Absolutely, yes, you can see it now. We live in that as social media. We’re a social media company, right? What happens on social media 850,000 customers, the overwhelmingly majority of those have a great experience. Doesn’t take many start getting loud on social media. And that’s the power of Instagram and Facebook. And so it was real. It really was real.
We got behind. We were out eight weeks to get peoples MCC refinements. My own daughter had a MCC that she wasn’t getting on time. And so listen we — that’s not who we are. We didn’t need to do that and we’re already seeing better social media sentiment and from our own customers thanking us for turning things around. So, we are very excited about the approach we’re taking out.
Our next question is from Kevin Caliendo, UBS. Please proceed with your question.
Kyle, I just want to go back through the statement around the cash and the cash burn. You made a comment that the working capital is likely to be the same. I think working capital in 2019 was like a negative $200 million. Is there any reason why it would be better any chance you know, the DSOs or AR? Or is there any improvements you can make and working cap?
Yes, so just to clarify, that’s the comment is that the change in working capital as percentage change in revenue, you would expect those percentages to be similar to what you’ve seen historically. As the business does grow we talked about this before. If we’re growing quicker this year than the prior two years combined, then there’s a burden associated with that because small share programming and it of itself. But as we continue to do control growth in the base of receivables that we have in the prior two years is bigger than the current year, we do see ourselves turning cash flow positive. And as we’ve said before, we still expect that to occur in 2022.
Is there a SmilePay as a percent still in the 65% range? Is there any change in the fourth quarter there in terms of [indiscernible]?
That’s right. So 65% of members who purchased, that was down from 66% the prior year. Implicit price concessions, we’ve seen continue to trend down as well, down to about 9% of gross aligner revenue from 10% the prior year. So, we’ve seen you’ve seen good progress there as well.

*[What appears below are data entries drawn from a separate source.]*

PR #142, opened 2024-05-08
Feature/369420 run forms from db

davidjamesstone:


model/src/form/form-metadata/index.ts
```diff
@@ -28,11 +33,31 @@ export const teamEmailSchema = Joi.string()
  * Joi schema for `FormMetadata` interface
  * @see {@link FormMetadata}
```
colinrotherham, line 34: Thanks @davidjamesstone!

Mind doing a quick review of these `@link` tags?

E.g. This one is my fault, it should have been `FormMetadataInput`

```suggestion
 * @see {@link FormMetadataInput}
```

model/src/form/form-metadata/index.ts
```diff
@@ -28,11 +33,31 @@ export const teamEmailSchema = Joi.string()
...
  */
-export const formMetadataSchema = Joi.object<FormMetadata>()
+export const formMetadataCreateSchema = Joi.object<FormMetadata>()
```
colinrotherham, line 36: But then this type generic needs updating too

How about we name the schema to match the type too?

~`formMetadataCreateSchema`~ → `formMetadataInputSchema`

```suggestion
export const formMetadataInputSchema = Joi.object<FormMetadataInput>()
```

model/src/form/form-metadata/index.ts
```diff
@@ -28,11 +33,31 @@ export const teamEmailSchema = Joi.string()
...
   .keys({
     title: titleSchema,
     organisation: organisationSchema,
     teamName: teamNameSchema,
     teamEmail: teamEmailSchema
   })
   .required()
+
+/**
+ * Joi schema for `FormMetadataState` i nterface
```
colinrotherham, line 46:
```suggestion
 * Joi schema for `FormMetadataState` interface
```

model/src/form/form-metadata/types.ts
```diff
@@ -1,5 +1,20 @@
 import { formMetadataSchema } from '~/src/form/form-metadata/index.js'
 
+/**
+ * Interface for metadata state (draft & live)
+ */
+export interface FormMetadataState {
+  /**
+   * The date the form state was created
+   */
+  createdAt: Date
```
colinrotherham, line 10: Won't these need to be strings at some point? e.g. ISO-8601 dates

So we can correctly "type" what comes in/out of storage

```
createdAt: '2024-04-22T20:47:05.335-14:00'
```

model/src/form/form-metadata/index.ts
```diff
@@ -14,7 +17,9 @@ export const organisations = [
   'Veterinary Medicines Directorate – VMD'
 ]
 
+export const idSchema = Joi.string().hex().length(24).required()
```
colinrotherham, line 20: Nice, love how this is imported into `formByIdSchema` in **forms-manager**

model/src/form/form-metadata/index.ts
davidjamesstone: Fixed with 3bbb93aa4f770999ea2292070f7183da5e99b323

model/src/form/form-metadata/index.ts
davidjamesstone: Fixed with 3bbb93aa4f770999ea2292070f7183da5e99b323

model/src/form/form-definition/types.ts
```diff
@@ -18,7 +18,7 @@ export interface Page {
   path: string
   controller?: string
   components?: ComponentDef[]
-  section: string // the section ID
+  section?: string // the section ID
```
colinrotherham, line 21: Have you used `npm link` to test the local `@defra/forms-model`?

```console
cd forms-designer
npm link --workspace model

cd ../forms-runner
npm link ../forms-designer/model

cd ../forms-manager
npm link ../forms-designer/model
```

I've merged all the ESLint type changes from https://github.com/DEFRA/forms-runner/pull/77 in **forms-runner**

So we can see if ESLint spots usage of `.section` as a now-optional string

model/src/form/form-metadata/index.ts
```diff
@@ -30,10 +31,10 @@ export const teamEmailSchema = Joi.string()
   .required()
 
 /**
- * Joi schema for `FormMetadata` interface
- * @see {@link FormMetadata}
+ * Joi schema for `FormMetadataInput` interface
+ * @see {@link FormMetadataInput}
  */
-export const formMetadataCreateSchema = Joi.object<FormMetadata>()
+export const formMetadataInputSchema = Joi.object<FormMetadata>()
```
colinrotherham, line 37: Sorry, we need to align the type too

```suggestion
export const formMetadataInputSchema = Joi.object<FormMetadataInput>()
```

model/src/form/form-metadata/index.ts
```diff
@@ -55,7 +56,7 @@ export const formMetadataStateSchema = Joi.object<FormMetadataState>().keys({
  * Joi schema for `FormMetadata` interface
  * @see {@link FormMetadata}
  */
-export const formMetadataSchema = formMetadataCreateSchema.append({
+export const formMetadataSchema = formMetadataInputSchema.append({
```
colinrotherham, line 59: Think we're supposed to tell Joi that we've appended `FormMetadata` types?

Although it might only want the appended key/values, not the whole interface

```suggestion
export const formMetadataSchema = formMetadataInputSchema.append<FormMetadata>({
```

model/src/form/form-definition/types.ts
davidjamesstone: Yes I have been using `npm link` in the three repos. Previously I had been hacking the `package.json` and pointing the dependency to a local/relative path :face_exhaling:

model/src/form/form-metadata/index.ts
davidjamesstone: That's neat.

model/src/form/form-metadata/index.ts
davidjamesstone: Fixed in 97b16a03e5760c938d8c46dfea0320a5d8d44820

model/src/form/form-metadata/index.ts
davidjamesstone: Fixed in 97b16a03e5760c938d8c46dfea0320a5d8d44820

model/src/form/form-metadata/types.ts
davidjamesstone: They come out of storage as `Date`s (mongo uses bson which has support for dates, not json).

The only time they are stringified is when they're over the wire from the forms-manager API endpoint. Running them through the Joi schema like I do [here](https://github.com/DEFRA/forms-runner/blob/1ff8c3a815125309eae405e405d63feddbc752eb/src/server/plugins/engine/services/formsService.js#L16) gets them back to `Date`s.

model/src/form/form-metadata/index.ts
davidjamesstone: Resolved with 3bbb93aa4f770999ea2292070f7183da5e99b323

All right, so I guess what I’m confused about then the DSOs have come up, are they spiked up in the third quarter and that could have been because of the revenue issue in the quarter, but even this quarter the DSOs are up a couple of days sequentially again? Is this the new normal level that we should be thinking about or is there an opportunity on the receivable side? Is there anything there that we should be thinking about going forward?
Yes, look, we’ve talked about it in the past, we don’t, we don’t think DSOs as a metric is necessarily the right metric to be managing how to model AR. I think you really got to look at it on a curve basis for the 65% of our members and how that cash comes in over a period of 24 months, which is offset by the implicit price concessions or the 9% of revenue that we’ve talked about. So there is continued opportunity for improvement there we’ve seen improvements, you know, even in the past several months that we’ve continued to optimize our processes we’ve hired and other consumer financing companies and so we continue to make progress there and that’s definitely on the roadmap for 2020 and beyond.
We have reached the end of question-and-answer session and that conclude today’s conference. You may disconnect your lines at this time. Thank you for your participation. And have a great day.